De bewegingen van de dansers zijn over het algemeen zeer vloeiend en klassiek van lijn, met de dames in soepel vallende zijden jurken, die zich zwierig voegen naar hun sierlijke bewegingen. Tijdens het gemaskerd bal dragen ze echter stijve tutu’s, wat mooi past bij de kunstmatigheid hiervan en en passant lijkt te verwijzen naar de rigide houding van de familiehoofden, die de vete koste wat kost in stand willen houden. De vele ten hemel gestrekte armen lijken vergeefs genade af te willen smeken.
Waltz integreert op organische wijze het koor en de drie zangers. Als het koor tijdens de inleiding het verhaal uit de doeken doet, staan de zangers achter het orkest in de bak. Later geven zij óp het toneel gestalte aan de onverbiddelijkheid waarmee de families elkaar bestrijden. De in zwart gestoken Montagues ter rechterzijde hebben daarbij wel iets weg van orthodoxe Joden, terwijl de sluiers van de dames Capulet associaties oproepen met Palestijnse moeders. Toch is van geforceerde actualisatie geen sprake, je kunt er ook gewoon twee groepen in zien die niet eens zoveel van elkaar verschillen, maar elkaar toch tot op de dood bevechten.
Aangrijpend is het moment waarop het koor een ingetogen requiem zingt voor de gestorven Julia, wier levenloze lichaam ondertussen over het podium wordt gezeuld. Nu eens wordt ze door het corps de ballet op handen gedragen, dan weer wordt ze door twee mannen – een Montague, een Capulet – als een zak aardappelen heen en weer geslingerd, of als een laken ‘uitgeklopt’.
Opmerkelijk is de rol van Père Laurent, die het jonge paar gehuwd heeft en de families opdraagt hun vete bij te leggen. Met zijn ontblote bovenlijf en lange zwarte rok heeft zijn verschijning meer weg van een Egyptische hogepriester dan van een katholieke monnik. De bariton Paul Gay heeft een indrukwekkende présence en dito stemgeluid, maar mist wat kracht in de lagere registers. De alt Alisa Kolosova die de prille liefde tussen Romeo en Julia bezingt, beweegt zich statig als een koningin door de groep dansers, maar haar Frans is te onverstaanbaar en haar stem te rafelig om te overtuigen.

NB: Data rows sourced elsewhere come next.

PR #327, opened 2024-12-09
Fix UUID.Scan

apocelipes:
Fix:
- db.QureyRow(`select 'urn:uuid:xxxxxxxx-xxxx-xxxx-xxxx-xxxxxxxxxxxx'`).Scan(&uuid) panics, because the value type is string. The string value is a valid uuid text.
- db.QureyRow(`select more-than-16-bytes-and-invalid-blob`).Scan(&uuid), this should return an error, but it reports no error and creates a wrong uuid value.

Add a `String()` method to UUID, it encodes the uuid value to a string.

### DIFF
--- a/types.go
+++ b/types.go
@@ -38,7 +38,7 @@ func (u *UUID) Scan(v any) error {
 		}
 		copy(u[:], id[:])
 	default:
-		return fmt.Errorf("invalid UUID type: %#v", val)
+		return fmt.Errorf("invalid UUID value type: %T", val)
 	}
 	return nil
 }
--- a/types.go
+++ b/types.go
@@ -7,10 +7,12 @@ import "C"
 
 import (
 	"encoding/binary"
+	"encoding/hex"
 	"fmt"
 	"math/big"
 	"strings"
 
+	"github.com/google/uuid"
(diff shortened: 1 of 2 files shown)


types.go
```diff
@@ -23,12 +25,40 @@ const uuid_length = 16
...
+		copy(u[:], val[:])
+	case string:
+		id, err := uuid.Parse(val)
+		if err != nil {
+			return err
+		}
+		copy(u[:], id[:])
+	default:
+		return fmt.Errorf("invalid UUID type: %#v", val)
 	}
```
taniabogatsch, line 42: Thanks for the changes! Do we already have tests covering these (error) code paths?

taniabogatsch (commented):
Hi @apocelipes, thanks for fixing this!

types.go
apocelipes: Not yet, but I can add one test case to do that.

taniabogatsch: Perfect! :)

apocelipes: All three error paths has been tested (type check, []byte values check and string values check). You could take a look.

taniabogatsch:
Thanks!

Sterk is de jonge Franse tenor Benjamin Bernheim, die al net zo soepel beweegt als Romeo en ondertussen loepzuiver en verstaanbaar zijn teksten zingt. Hij heeft een heldere, aangename stem die egaal door alle registers loopt en reikt tot in de verste uithoeken van het theater. Het Nederlands Philharmonisch Orkest schotelt ons onder de Japanse dirigent Kazushi Ono momenten van grote schoonheid voor. Bijvoorbeeld de prachtig hortende aanloopjes van klarinet en lage strijkers als Julia weer tot leven komt, of de klaaglijke hobo die klinkt als Julia zich definitief van het leven berooft.

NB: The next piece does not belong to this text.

PR #333, opened 2024-12-16
Expose `Bind` and `(Query|Exec)Bound` on `Stmt` for advanced usage

fanyang01:
This is part 3 of #310. Based on the original review feedback, the existing `(Query|Exec)Context` APIs remain unchanged and will continue to panic when called on a closed or ongoing statement. In contrast, the three newly introduced APIs are implemented to return errors in such scenarios.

In de snellere passages weet Ono het orkest noch het koor gelijk te krijgen, in schril contrast met de dansers van het Nationale Ballet, die samenwerken als een geoliede machine. De muziek van Berlioz is kleurrijk en afwisselend, maar weet niet zijn volle duur te boeien. Na ongeveer een uur verslapt je aandacht tijdens de pas de deux van het liefdespaar. Hier klinken weliswaar fraai smachtende strijkers, maar Berlioz blijft te lang in deze arcadische sfeer hangen. Daar helpt ook de oogstrelende choreografie niet meer.

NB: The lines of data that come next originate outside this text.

Issue #305, opened 2024-11-07
No results for UNION type


jorinvo:
Hi and thanks for this driver. It works really well until I ran into the following:

A query that contains a union type doesn't return any rows.

In the CLI I can do this:

```
$ duckdb 
v1.1.2 f680b7d08f
Enter ".help" for usage hints.
D CREATE TYPE MYUNION AS UNION(s VARCHAR);
D SELECT 'test'::MYUNION;
┌─────────────────────────┐
│ CAST('test' AS MYUNION) │
│    union(s varchar)     │
├─────────────────────────┤
│ test                    │
└─────────────────────────┘
```

But in Go the second fmt will never show up:

```go
func main() {
	db, err := sql.Open("duckdb", "")
	if err != nil {
		panic(err)
	}
	_, err = db.Exec("CREATE TYPE MYUNION AS UNION(s VARCHAR);")
	if err != nil {
		panic(err)
	}
	rows, err := db.Query("SELECT 'test';")
	for rows.Next() {
		var s string
		rows.Scan(&s)
		fmt.Println("this works: ", s)
	}
	rows, err = db.Query("SELECT 'test'::MYUNION;")
	for rows.Next() {
		var s string
		rows.Scan(&s)
		fmt.Println("this does not: ", s)
	}
	defer db.Close()
}
```

I originally ran into this in a project and could replicate it isolated like this.
Any ideas what is going on here?
Thanks a lot!

taniabogatsch:
Hi @jorinvo! This is likely because we do not yet support the `UNION` type in this driver. However, I would have expected an error (unsupported type) message instead of an empty result.

In https://github.com/marcboeker/go-duckdb/blob/a32843693a7b014008d6514a13dcda3e13dccb99/type.go#L51C1-L60C2.
```Go
// FIXME: Implement support for these types.
var unsupportedTypeToStringMap = map[Type]string{
	TYPE_INVALID:  "INVALID",
	TYPE_UHUGEINT: "UHUGEINT",
	TYPE_ARRAY:    "ARRAY",
	TYPE_UNION:    "UNION",
	TYPE_BIT:      "BIT",
	TYPE_ANY:      "ANY",
	TYPE_VARINT:   "VARINT",
}
```

I'm currently implementing the `ARRAY` type. I can look afterward and either add the expected error or implement `UNION` support (if you don't want to pick that up yourself 😄 ).

jorinvo:
[...]

PR #356, opened 2025-01-28
Add support for UNION types

jorinvo:
This addresses #305. 
~I only implemented reading union types since that is all I need for the time being.~
The PR implements read+write support for Union types.

- Database type name is returned in the SQL string format like `UNION(num INTEGER, str VARCHAR)`
- Scan type is ~interface{}~ `duckdb.Union`
- Writing should work with `duckdb.Union` types or passing the underlying member types and letting the driver pick the first matching one.


jorinvo:
Seems like a lot has happened in the 1.5 months since I opended the PR.
As far as I can tell the bindings are in a [new repo](https://github.com/duckdb/duckdb-go-bindings/) now. But there are no bindings for union types yet.
I don't know if I should attempt to create those in the repo over there or what your plan is around this.
I just don't want to redo all the work without knowing if I am even doing the right thing or if it will conflict with the next refactoring and I have to redo the PR once more.

It would be awesome if you could check the PR and let me if it's fine in general and if you intend to merge it once I redo it on top of the new internal mappings API. I understand if you prefer a different approach for union types. And please tell me if there are any other refactorings planned that would conflict with this. And let me know if I should go ahead and create a PR on the bindings repo and then update this PR here accordingly.

I hope you understand my confusion and thank you.

taniabogatsch:
Yes, I understand. These are very valid points. Sorry for the confusion! We had to find a solution for the binaries, as they started exceeding the GitHub file size limit starting at duckdb 1.2.0. We decided to encapsulate them in their module. Hopefully, no other big refactoring will be necessary soon. 😅 

So yes, that module is very new, and indeed, as you've pointed out, it is still missing many of the C API functions. I'll see if I can push more of them this week and then ping you. I'll also tag you on the PR adding the bindings, to make sure that I don't miss any you'll need.

> It would be awesome if you could check the PR and let me if it's fine in general and if you intend to merge it once I redo it on top of the new internal mappings API.

From what I can tell after scrolling through the changes, the PR looks great, pretty much like I've invisioned it! Maybe we want to expose `driver.Value` instead of `interface`, and I might have a few more comments around it, once I give it an in-depth review. But it definitely looks like something I intend to merge. :)

jorinvo:
That sounds great! Thanks for the quick feedback @taniabogatsch. Looking forward to getting this wrapped up and merged :slightly_smiling_face:

jorinvo:
Thanks @taniabogatsch! I see if I can get it to work now.

jorinvo:
@taniabogatsch I resolved the conflicts and reading union types seems to be genrally working also with v2 now.

But I encountered some issues with the current concepts of using `interface{}` as type:
- Using my fork for the last few months I noticed that detecing the underlying type the returned union value is difficult. When getting a value of type `interface{}` you have to try out different Go types to find the correct type. But SQL TIME and TIMESTAMP both result in a time.Time. So I have to look at the date part and to guess which underlying type was used. There are probably more things I haven't run into yet.
- I tried using `duckdb.Value` instead of `interface{}`, but the scanType for `duckdb.Value` is also `interface{}`.
- I encountered issues reflect.TypeOf when trying to add more testscases in duckdb_test.go.
- I also tried implementing writing union types and encountered issues around this.

What do you think of representing union types in Golang as a new type similar to how we already have `duckdb.Interval` and so on?

I would imagine something like:

```go
type Union struct {
  Tag string
  Value Value
}
```

This would expose the internal member name as tag similarly how it is [available via SQL](https://duckdb.org/docs/stable/sql/functions/union).
What do you think about this?

taniabogatsch:
Indeed, we've been using light wrappers for types like `Interval` and `Decimal` already. I think the main issue with adding and exposing these custom types is that we are implementing our own type wrapper module (inside go-duckdb). There's a PR [here](https://github.com/marcboeker/go-duckdb/pull/365) to create a better separation.

That being said, I agree that for `UNION` we need a custom type, too, as we need to expose the `tag` as `string`. We already expose the `TypeInfo` and `Type` interface, so we might also want to consider adding that to the `Union` struct.

What is `Value` in your example? Because for performance reasons I think we want to stay away from the C API's `Value` interface. Would `any` in combination with `TypeInfo` work? That should allow people to switch on the type?

jorinvo:
Sounds good.
I will adjust the PR.

With `Value` I meant (SQL) `driver.Value` (which is defined as `any`. Might be less confusing to just use `any` directly.

It makes sense to expose the type of the union member. If I am understand you correctly you are referring to `duckdb.Type` that is also exposed via `TypeInfo.InternalType()`, right? This `Type` internally points to `mapping.Type`, which points to `binding.Type`, right?

Does the following adjustment to the proposed struct make sense:

```go
type Union struct {
  Value any
  Tag   string
  Type  Type
}
```

taniabogatsch:
> With Value I meant (SQL) `driver.Value`

Ah, I think `driver.Value` is actually more descriptive than just `any`, so that's cool.

Hmm, now that I think more about it,`Type` misses some information for nested types, e.g., if `Type` is `TYPE_LIST`, it is not possible to know the child type of the list... But exposing `TypeInfo` also feels incomplete, as there are no functions to gain child types, etc. yet. 

On second thought, maybe we only expose `{ Value driver.Value Tag string}` for now, allowing us to add additional struct members in a separate PR (if necessary). In theory, the user should know the type of a `Tag`. What do you think?

taniabogatsch:
Great, sounds good! :)

jorinvo:
I update the PR. It's ready for review now. Let me know if there is anything we should add or change.

scalar_udf.go
taniabogatsch, line 1: Do we need to add the same "not implemented" checks to the table UDF code paths?

vector.go
```diff
@@ -134,7 +136,9 @@ func (vec *vector) getChildVectors(v mapping.Vector, writable bool) {
 	switch vec.Type {
 	case TYPE_LIST, TYPE_MAP:
 		child := mapping.ListVectorGetChild(v)
-		vec.childVectors[0].initVectors(child, writable)
+		if child.Ptr != nil {
+			vec.childVectors[0].initVectors(child, writable)
+		}
```
taniabogatsch, line 141: How do you trigger `child.Ptr` being `nil`? That seems like unintentional behaviour?

errors_test.go
```diff
@@ -485,3 +485,94 @@ func TestGetDuckDBErrorIs(t *testing.T) {
...
+		require.NoError(t, err)
+
+		// Test inserting wrong type
+		_, err = db.Exec(`
+            INSERT INTO test_union VALUES ((true)::UNION(num INTEGER, str VARCHAR))
+        `)
+		var de *Error
+		require.True(t, errors.As(err, &de))
+		require.Equal(t, ErrorTypeConversion, de.Type)
+	})
```
taniabogatsch, line 544: These are DuckDB errors and not necessarily related to go-duckdb's `UNION` implementation. I don't think we necessarily need them. Same for `"invalid member type"` and `"missing member name"`.

errors_test.go
```diff
@@ -485,3 +485,94 @@ func TestGetDuckDBErrorIs(t *testing.T) {
...
+		require.NoError(t, err)
+		defer rows.Close()
+
+		require.True(t, rows.Next())
+		var nullUnion Union
+		err = rows.Scan(&nullUnion)
+		require.NoError(t, err)
+		require.Equal(t, "", nullUnion.Tag)
+		require.Nil(t, nullUnion.Value)
+	})
```
taniabogatsch, line 559: Can we move this test to `types_test`, as it strictly speaking does not trigger any `UNION`-related error message?

vector.go
```diff
@@ -507,6 +518,35 @@ func (vec *vector) initArray(logicalType mapping.LogicalType, colIdx int) error
...
+
+		err := vec.childVectors[i].init(memberType, colIdx)
+		mapping.DestroyLogicalType(&memberType)
+		if err != nil {
+			return err
+		}
+	}
+
+	vec.Type = TYPE_UNION
+	vec.getFn = func(vec *vector, rowIdx mapping.IdxT) any {
```
taniabogatsch, line 540: Let's also add a "not implemented/ invalid code path" `panic` to `vec.setFn` (a dummy callback). That callback should be unreachable code. However, currently it is possible to trigger a panic/crash by trying to append to a `UNION` column (with the test below). Instead, we need to throw a `not implemented` there. Or, maybe, we also add support for `setFn` to this PR?

```Go
func TestAppenderUnion(t *testing.T) {
	c, db, conn, a := prepareAppender(t, `
	CREATE TABLE test (
		i UNION(num INTEGER, str VARCHAR)
	)`)
	defer cleanupAppender(t, c, db, conn, a)

	union := Union{
		Tag:   "num",
		Value: int32(42),
	}

	require.NoError(t, a.AppendRow(union))
	require.NoError(t, a.Flush())
}
```

vector_getters.go
```diff
@@ -201,3 +201,49 @@ func (vec *vector) getSliceChild(offset uint64, length uint64) []any {
 	}
 	return slice
 }
+
+func (vec *vector) getUnion(rowIdx mapping.IdxT) any {
+	if vec.getNull(rowIdx) {
+		return Union{Tag: "", Value: nil}
+	}
```
taniabogatsch, line 208: Removable?

vector_getters.go
```diff
@@ -201,3 +201,49 @@ func (vec *vector) getSliceChild(offset uint64, length uint64) []any {
...
+
+	// Get the tag vector (stored at index 0)
+	tagVector := mapping.StructVectorGetChild(vec.vec, 0)
+	if tagVector.Ptr == nil {
+		return Union{Tag: "", Value: nil}
+	}
```
taniabogatsch, line 214: We should remove all `.Ptr == nil` checks from this function - these cases should never happen, and if they do, they are a bug.

vector_getters.go
```diff
@@ -201,3 +201,49 @@ func (vec *vector) getSliceChild(offset uint64, length uint64) []any {
...
+
+	// Get the tag value
+	tagData := mapping.VectorGetData(tagVector)
+	if tagData == nil {
+		return Union{Tag: "", Value: nil}
+	}
```
taniabogatsch, line 220: Same here, `tagData` should never be `nil`, no?

vector_getters.go
```diff
@@ -201,3 +201,49 @@ func (vec *vector) getSliceChild(offset uint64, length uint64) []any {
...
 	return slice
 }
+
+func (vec *vector) getUnion(rowIdx mapping.IdxT) any {
+	if vec.getNull(rowIdx) {
+		return Union{Tag: "", Value: nil}
+	}
+
+	// Get the tag vector (stored at index 0)
+	tagVector := mapping.StructVectorGetChild(vec.vec, 0)
```
taniabogatsch, line 211: For performance, maybe instead of retrieving the tag vector on every row that's scanned, we should cache it as part of the child vectors? Then, we can also cache its data pointer, instead of calling `VectorGetData` on each row being scanned.

vector_getters.go
```diff
@@ -201,3 +201,49 @@ func (vec *vector) getSliceChild(offset uint64, length uint64) []any {
...
+	tempVec := vector{
+		vec:            memberVector,
+		dataPtr:        mapping.VectorGetData(memberVector),
+		maskPtr:        mapping.VectorGetValidity(memberVector),
+		vectorTypeInfo: vec.childVectors[tag].vectorTypeInfo,
+		getFn:          vec.childVectors[tag].getFn,
+		childVectors:   vec.childVectors[tag].childVectors,
+	}
+
+	value := tempVec.getFn(&tempVec, rowIdx)
```
taniabogatsch, line 244: The struct's child vectors are already cached, we should access them directly via `tag`, which is a `int8t` index, no?

Then, I think we can rewrite all this to:
```Go
	child := &vec.childVectors[tag]
	value := child.getFn(child, rowIdx)
	return Union{
		Value: value,
		Tag:   child.indexDict[tag],
	}
```

`child.name` needs to be initialised during `init` - we need to cache the names for each tag (by index), maybe we can add another dictionary for that
```Go
type vectorTypeInfo struct {
	baseTypeInfo
	namesDict map[string]uint32
   indexDict map[uint32]string
}
```

taniabogatsch (changes requested):
Hi @jorinvo, thanks again for all your work on this PR! I've left a detailed review now :) It looks already really good, I think a few more changes and we can merge this!

type_info.go
```diff
@@ -250,6 +253,38 @@ func NewArrayInfo(childInfo TypeInfo, size uint64) (TypeInfo, error) {
...
+			return nil, getError(errAPI, duplicateNameError(name))
+		}
+		m[name] = true
+	}
+
+	info := &typeInfo{
+		baseTypeInfo: baseTypeInfo{Type: TYPE_UNION},
+		childTypes:   memberTypes,
+		// Store member names
+		enumNames: memberNames, // We can reuse the enumNames field for union member names
```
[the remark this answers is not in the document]
jorinvo: Good point. Updated the names.

vector.go
jorinvo: Good point. I removed the nil checks.

errors_test.go
jorinvo: Good point. Thanks.

errors_test.go
jorinvo: Moved it.

vector_getters.go
jorinvo: Yes, thanks.

vector_getters.go
jorinvo: Thanks' for seeing that.

vector_getters.go
jorinvo: Removed the if

vector_getters.go
jorinvo: Updated the code. The tests are passing. Would be great if you could check again if the implementation makes sense. I have to admit I don't really understand what I am doing here and how data is represented internally in DuckDB. Thank you for bearing with me :pray:

vector_getters.go
jorinvo: That sounds like a good idea. I tried implementing it and the tests are passing.
I added `tagDataPtr unsafe.Pointer` to `vectorTypeInfo` and I updated `getUnion` and `getChildVectors`. Would be great if you can check if I am missing anything. Thanks.

vector.go
jorinvo: I agree, that it feels easier - or at least not much more work to just implement setting union types in the same PR. I gave it a try and implemented `setUnion`.

scalar_udf.go
jorinvo: As I decided it would be easier to implement write support in the same PR, I also adjusted scalar + table UDFs and added tests for that. Hope that's alright. Would be great if you could take a look.

jorinvo:
Hi @taniabogatsch, thank you for the thourough review! It was very much needed :pray: 
I think I addressed all comments. And we should also have write support with this now.
I will adjust the PR title accordingly.
Did I miss anything to fully implement write support?
Please let me know if there is anything else to do and thank again!

jorinvo:
Somehow CI is failing now with segfaults for mac and windows for various tests.
Not sure if this is related to my changes or to me merging the latest main branch into my PR.
Locally on my Linux machine tests are passing. And in CI Ubuntu seems fine too.
Is this a known issue?

scalar_udf.go
taniabogatsch: That's great! I'll have a look now!

vector_getters.go
taniabogatsch: The `UNION` type is a logical type in DuckDB. That means its underlying 'physical type' has to be one of our existing physical types. We chose the `STRUCT` type - it has always as many children as there are tags in the union, plus one. That additional vector (the first child) is a `uint8` vector, and it contains the active tag of the row. Hope that helps. :)

taniabogatsch:
Hi @jorinvo - for a review / feedback, see https://github.com/taleshape-com/go-duckdb/pull/1. :))

vector_getters.go
jorinvo: Thank you for explaining! And thanks for cleaning up the code around this :pray:

taniabogatsch:
Merged - thanks!

jorinvo:
Thanks so much for your support and patience with this PR @taniabogatsch! Feels great seeing it finally merged :partying_face:

taniabogatsch:
Haha of course! - it's always great to collaborate :))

Op een voorstelling van bijna twee uur valt dat wat minder geïnspireerde kwartiertje te vergeven. Waltz heeft met deze productie van Roméo et Juliette een prestatie van formaat geleverd. Ik zou graag eens haar visie zien op Berlioz’ cantate La mort de Cléopâtre of zijn liederencyclus Les nuits d’été.